CHICAGO (NewsNation Now) — Dr. Anthony Fauci, one of the faces of the U.S. government’s response to the COVID-19 pandemic, responded to criticism of funding sent to a Chinese lab, the release of thousands of his emails, and the state of the pandemic in a wide-ranging interview Wednesday.

You can watch Dr. Anthony Fauci’s full interview with Leland Vittert in the player above

Dr. Fauci and the National Institutes of Health are facing scrutiny from Republican members of Congress and others over grant money paid to a lab in Wuhan, China in the early 2000s, as scientists increasingly question whether COVID-19 emerged from the lab.

But Fauci said the research, which looked into the risk of bat coronaviruses being transmitted to humans, is being inappropriately connected to the Chinese military.

“We’re not talking about the Communist Chinese party. We’re not talking about the Chinese military. We’re talking about scientists that we’ve had relationships for years,” Fauci said.

The grant in question was given to a group called EcoHealth Alliance in 2002, which then paid the Wuhan Institute of Virology, which collects genetic material from wildlife and experiments with live viruses in animals to gauge human susceptibility. 

Fauci argued the amount of NIH funding which went to the lab was relatively low.

“The Wuhan lab is a very large lab, to the tune of hundreds of millions if not billions of dollars — the grant that we’re talking about was $600,000 over five years,” Fauci said.

To reduce the risk of pathogens escaping, the facility is supposed to enforce rigorous safety protocols, but even the strictest measures cannot eliminate such risks.

While testifying before a Senate committee last Wednesday, Fauci acknowledged it wasn’t possible to tell if the grantee was lying about what the funds were used for, but said Wednesday the quality of reports issued by the lab suggested they were used appropriately.
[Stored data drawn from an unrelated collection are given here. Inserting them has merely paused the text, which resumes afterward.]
PR #825, opened 2021-07-12
[FAL-2137] Ocim: don't run periodic builds for archived instances

ChrisChV:
"Is archived" filter added in launch_periodic_builds function

**Jira ticket:** [FAL-2137](https://tasks.opencraft.com/browse/FAL-2137)

- On test_tasks.py of periodic_build, I added a filter to avoid get the archived instances
- Test updated to demonstrate that change in the function behavior

**How to test:**

- Create a test instance with the periodic build enabled.
- Test if the periodic build works normally.
- Archive the instance.
- Test if the periodic build is no longer performed.

### DIFF
--- a/periodic_builds/tasks.py
+++ b/periodic_builds/tasks.py
@@ -47,7 +47,10 @@ def launch_periodic_builds():
     """
     Automatically deploy new servers for all Open edX instances configured for periodic builds.
     """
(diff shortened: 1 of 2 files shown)


swalladge (approved):
@ChrisChV :+1:

- [x] I tested this: verified the instances filter works as expected
- [x] I read through the code
- [x] Includes documentation
- [x] I made sure any change in configuration variables is reflected in the corresponding

PR #827, opened 2021-07-15
[FAL-2123] Ocim Add playbook and block structure caching configuration

alfredchavez:
Added a course block structure caching configuration, and a playbook to run the commands to enable it(specified here https://tasks.opencraft.com/browse/FAL-1918)
The think that the playbook could be run on appserver spawn, as the commands that are executed willl not affect in a bad way the server if they are runned on each appserver deploy.

**Jira ticket**: [FAL-2123](https://tasks.opencraft.com/browse/FAL-2123)
- On openedx_config I added the EDXAPP_BLOCK_STRUCTURES_SETTINGS required for the caching
- Created a new playbook enable_course_block_structure_caching, to execute the commands established on [FAL-1918](https://tasks.opencraft.com/browse/FAL-1918)
- The playbook is added to `get_playbooks` method in `openedx_appserver` model, si it is called on the provisioning

**How to test**
- Once deployed on ocim stage, we should redeploy the instances
- Check that the S3 buckets related to the redeployed instances have been populated
- Check caching is working for the Course Outline pages of the existing courses


instance/models/mixins/openedx_config.py
```diff
@@ -66,6 +66,29 @@ def _get_configuration_variables(self):
...
+                # DEPRECATED: this should be a default behavior in Lilac, along with the Waffle Switches mentioned in
+                # SE-4088. Delete previous file versions.
+                "PRUNING_ACTIVE": True,
+                # S3 tiering cache for speeding up course-outline
+                "STORAGE_CLASS": "{{ EDXAPP_DEFAULT_FILE_STORAGE }}",
+                "STORAGE_KWARGS": {
+                    "AWS_ACCESS_KEY_ID": "{{ EDXAPP_AWS_ACCESS_KEY_ID }}",
+                    "AWS_SECRET_ACCESS_KEY": "{{ EDXAPP_AWS_SECRET_ACCESS_KEY }}",
+                    "AWS_STORAGE_BUCKET_NAME": "{{ EDXAPP_AWS_STORAGE_BUCKET_NAME }}",
+                    "DIRECTORY_PREFIX": "courses/"
```
swalladge, line 88: @alfredchavez , `DIRECTORY_PREFIX` is a key on `EDXAPP_BLOCK_STRUCTURES_SETTINGS`, not `STORAGE_KWARGS`.

swalladge (changes requested):
Just one tweak (see comment about the config structure), then I reckon we can test this on stage.  Nice work!

@mtyaka what do you think about running this playbook on every deploy?  @alfredchavez says it will be fine, and it does simplify things (only requires a single playbook, instead of a once-off/temporary one + a permanent one).   Unless we can upstream any of the playbook to edx/configuration?

mtyaka:
> what do you think about running this playbook on every deploy? @alfredchavez says it will be fine, and it does simplify things (only requires a single playbook, instead of a once-off/temporary one + a permanent one). Unless we can upstream any of the playbook to edx/configuration?

I would prefer to only run it on first deploy unless it makes things too complicated (I just find it a bit cleaner, although I agree running it on every deploy wouldn't really be much of a problem in practice).

Running it on every deploy would simplify the setting up block structure caching on existing instances, but other than that I don't think it would simplify things? If that's the case, we could temporarily deploy the version that runs on every appserver deployment, re-deploy all existing instances, and after all existing instances are successfully redeployed with block structure caching enabled, deploy an update to Ocim to make the playbook only run on first deploy.

instance/models/mixins/openedx_config.py
alfredchavez: @swalladge ok, corrected it

swalladge: @alfredchavez awesome, looks good to test on stage now. :+1:

swalladge (approved):
@alfredchavez :+1:

- [x] I tested this: discussed on the ticket, checked the sandbox instance
- [x] I read through the code
- [x] Includes documentation

PR #828, opened 2021-07-18
[BB-4408] Allow creating instances with domain like "subdomain.sandbox.opencraft.hosting"

dliberat:
This PR addresses [BB-4408](https://tasks.opencraft.com/browse/BB-4408).

**Issues addressed in this PR:**
Provisioning sandbox servers with domain names of the form `subdomain.sandbox.opencraft.hosting` is a common use case for developers and in automated sandbox builds. However, PR #737 introduced validation that renders this impossible. 

**Affected components:**
This PR affects the instance factory methods `instance_factory` and `production_instance_factory`.

**Test instructions:**
Create `OpenEdXInstance`s as describes [here](https://ocim.opencraft.com/en/latest/provisioning-sandboxes/#manual-provisioning).

1. Create an instance using `instance_factory` with an arbitrary subdomain. This should succeed.
2. Create an instance using `production_instance_factory` with uppercase letters in the subdomain. This should succeed, but the subdomain should be coerced to lowercase.
3. Create an instance using `production_instance_factory` that has the same subdomain as in step 2, but all lowercase. This should fail due to another instance already having the same subdomain.


instance/factories.py
```diff
@@ -168,6 +168,25 @@ def production_instance_factory(**kwargs):
...
+    once created, and then performs a case-insensitive check to see if
+    any other instances have the same domain name.
+    """
+    if 'internal_lms_domain' in instance_kwargs:
+        internal_lms_domain = instance_kwargs['internal_lms_domain']
+    else:
+        sub_domain = instance_kwargs['sub_domain']
+        internal_lms_domain = generate_internal_lms_domain(sub_domain)
+
+    count = OpenEdXInstance.objects.filter(internal_lms_domain__iexact=internal_lms_domain).count()
```
xitij2000, line 191: You can just use:
```
    OpenEdXInstance.objects.filter(internal_lms_domain__iexact=internal_lms_domain).exists()
```

dliberat: Removed in #8be0f2c94009d88c2ba1cf4adacbce7c335a73db

instance/factories.py
```diff
@@ -129,7 +116,9 @@ def production_instance_factory(**kwargs):
 
     # Ensure caller provided required arguments
     assert "sub_domain" in kwargs
-    assert is_valid_domain_name(kwargs.get('sub_domain'))
```
xitij2000, line 132: Sorry for the confusion. Please don't remove this check from the **production** instance factory. Just the normal one used for sandboxes.

xitij2000 (approved):
I think the general approach is fine, but I think I've probably been unclear in explaining what was needed. Sorry about that. 

We don't want or need to change the `produciton_instance_factory`, but just `instance_factory`, which is for sandbox instances. 

So please undo the change to `production_instance_factory` and remove assert from `instance_factory`. You can add the `.lower` subdomain name code to both.

instance/factories.py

“I can’t guarantee everything that’s going on in the Wuhan lab, we can’t do that, but it is our obligation as scientists and public health individuals to study the animal-human interface because we had a very difficult experience that we lucked out that we didn’t get hurt too badly with the original SARS in 2002 and 2003,” Fauci said.

Fauci said working with the lab was necessary in order to find out the potential for the viruses to infect humans, “which might then damage the United States.”

“You don’t want to go to Hoboken, New Jersey or to Fairfax, Virginia to be studying the bat-human interface that may lead to an outbreak, so you go to China,” Fauci said.

President Joe Biden has ordered American investigators to submit a report looking into the origins of COVID-19 within 90 days, and pledged to release the results of their findings publicly. China responded by accusing the U.S. of playing politics with the virus.

Also this week, thousands of Fauci’s emails from early in the pandemic were released to news outlets including Buzzfeed and The Washington Post under a Freedom of Information Act request.

They show Fauci’s communications with officials, reporters, celebrities and even concerned citizens as the pandemic unfolded.

“The only trouble is they are really ripe to be taken out of context where someone can snip out a sentence in an email without showing the other emails and say, ‘based on an email from Dr. Fauci, he said such-and-such,” where you don’t really have the full context,” Fauci said.

Looking ahead, Fauci said if the U.S. meets President Joe Biden’s goal of 70% of adults with at least one dose of the COVID-19 vaccine by Fourth of July, it will be a “giant step towards” returning to normal but the pandemic won’t be completely over.

“Even though the virus is not going to disappear, it will diminish greatly as a public health threat, which means we can get closer to normality and we feel that by the time we get to the summer it will get better and better,” Fauci said.